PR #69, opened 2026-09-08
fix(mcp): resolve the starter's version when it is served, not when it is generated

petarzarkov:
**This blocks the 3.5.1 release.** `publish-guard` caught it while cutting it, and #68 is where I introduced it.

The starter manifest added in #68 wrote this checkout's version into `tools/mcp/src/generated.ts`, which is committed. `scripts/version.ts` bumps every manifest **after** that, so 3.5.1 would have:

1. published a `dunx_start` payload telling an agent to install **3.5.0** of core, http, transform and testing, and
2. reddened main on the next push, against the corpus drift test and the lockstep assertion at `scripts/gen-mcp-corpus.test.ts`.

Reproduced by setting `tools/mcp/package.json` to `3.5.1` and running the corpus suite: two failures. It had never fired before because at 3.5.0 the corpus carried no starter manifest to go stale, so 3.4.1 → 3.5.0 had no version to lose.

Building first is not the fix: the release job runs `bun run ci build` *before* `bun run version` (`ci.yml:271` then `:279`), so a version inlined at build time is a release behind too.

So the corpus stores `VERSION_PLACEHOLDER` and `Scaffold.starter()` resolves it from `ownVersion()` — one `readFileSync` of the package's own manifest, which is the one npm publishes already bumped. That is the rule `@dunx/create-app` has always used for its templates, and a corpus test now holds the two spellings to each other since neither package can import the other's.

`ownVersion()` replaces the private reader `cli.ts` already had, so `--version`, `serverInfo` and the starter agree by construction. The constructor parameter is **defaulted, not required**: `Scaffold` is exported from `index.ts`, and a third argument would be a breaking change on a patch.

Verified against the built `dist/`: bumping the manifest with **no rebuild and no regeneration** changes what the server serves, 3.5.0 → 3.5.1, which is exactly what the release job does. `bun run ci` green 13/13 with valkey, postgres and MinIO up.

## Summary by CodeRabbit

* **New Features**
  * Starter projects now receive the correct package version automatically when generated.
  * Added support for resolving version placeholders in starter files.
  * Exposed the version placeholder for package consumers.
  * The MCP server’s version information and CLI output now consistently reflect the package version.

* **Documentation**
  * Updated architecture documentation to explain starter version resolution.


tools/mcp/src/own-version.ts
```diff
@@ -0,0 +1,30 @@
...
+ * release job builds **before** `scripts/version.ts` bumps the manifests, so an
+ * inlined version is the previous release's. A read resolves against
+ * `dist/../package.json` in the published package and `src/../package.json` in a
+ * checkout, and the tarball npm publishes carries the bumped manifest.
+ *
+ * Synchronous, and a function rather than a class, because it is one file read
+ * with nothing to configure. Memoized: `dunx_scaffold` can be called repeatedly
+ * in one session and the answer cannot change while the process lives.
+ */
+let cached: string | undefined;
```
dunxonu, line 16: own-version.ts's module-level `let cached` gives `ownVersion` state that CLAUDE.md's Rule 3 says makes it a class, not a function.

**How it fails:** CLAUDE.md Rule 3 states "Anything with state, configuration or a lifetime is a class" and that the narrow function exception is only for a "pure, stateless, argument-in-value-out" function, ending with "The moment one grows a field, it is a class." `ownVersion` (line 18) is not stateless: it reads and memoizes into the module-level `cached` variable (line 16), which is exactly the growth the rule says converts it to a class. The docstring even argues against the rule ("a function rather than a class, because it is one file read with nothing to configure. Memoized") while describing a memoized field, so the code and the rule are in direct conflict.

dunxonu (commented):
——————
= Exercise directions =
Find the lines in the data that include "release", then copy each of them.

= Response =
**This blocks the 3.5.1 release.** `publish-guard` caught it while cutting it, and #68 is where I introduced it.
Building first is not the fix: the release job runs `bun run ci build` *before* `bun run version` (`ci.yml:271` then `:279`), so a version inlined at build time is a release behind too.
Verified against the built `dist/`: bumping the manifest with **no rebuild and no regeneration** changes what the server serves, 3.5.0 → 3.5.1, which is exactly what the release job does. `bun run ci` green 13/13 with valkey, postgres and MinIO up.
+ * release job builds **before** `scripts/version.ts` bumps the manifests, so an
+ * inlined version is the previous release's. A read resolves against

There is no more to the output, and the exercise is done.